Please write out, exactly as they appear, the line containing "As some things" and every line after it to the end of the records, and nothing more.

(Source data begins)

PR #6652, opened 2022-06-09
Also match shop=kiosk for lots of stuff

peternewman:
As some things might just be smaller versions of other shops and use it

### DIFF
--- a/config/matchGroups.json
+++ b/config/matchGroups.json
@@ -17,6 +17,7 @@
       "shop/alcohol",
       "shop/beer",
       "shop/beverages",
+      "shop/kiosk",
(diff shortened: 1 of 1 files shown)


LaoshuBaby (approved):

peternewman:
I did vaguely wonder if we should differentiate between them, given a kiosk is going to be smaller so probably a smaller range, no seating etc.

Although I'd be inclined to argue it's not a great tagging choice, given you can have a kiosk form of most shops and amenities. It should almost be a `kiosk=yes` type tagging (e.g. ice cream kiosk versus larger ice cream shop).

(Source data ends)

- Answer space:
As some things might just be smaller versions of other shops and use it

### DIFF
--- a/config/matchGroups.json
+++ b/config/matchGroups.json
@@ -17,6 +17,7 @@
       "shop/alcohol",
       "shop/beer",
       "shop/beverages",
+      "shop/kiosk",
(diff shortened: 1 of 1 files shown)


LaoshuBaby (approved):

peternewman:
I did vaguely wonder if we should differentiate between them, given a kiosk is going to be smaller so probably a smaller range, no seating etc.

Although I'd be inclined to argue it's not a great tagging choice, given you can have a kiosk form of most shops and amenities. It should almost be a `kiosk=yes` type tagging (e.g. ice cream kiosk versus larger ice cream shop).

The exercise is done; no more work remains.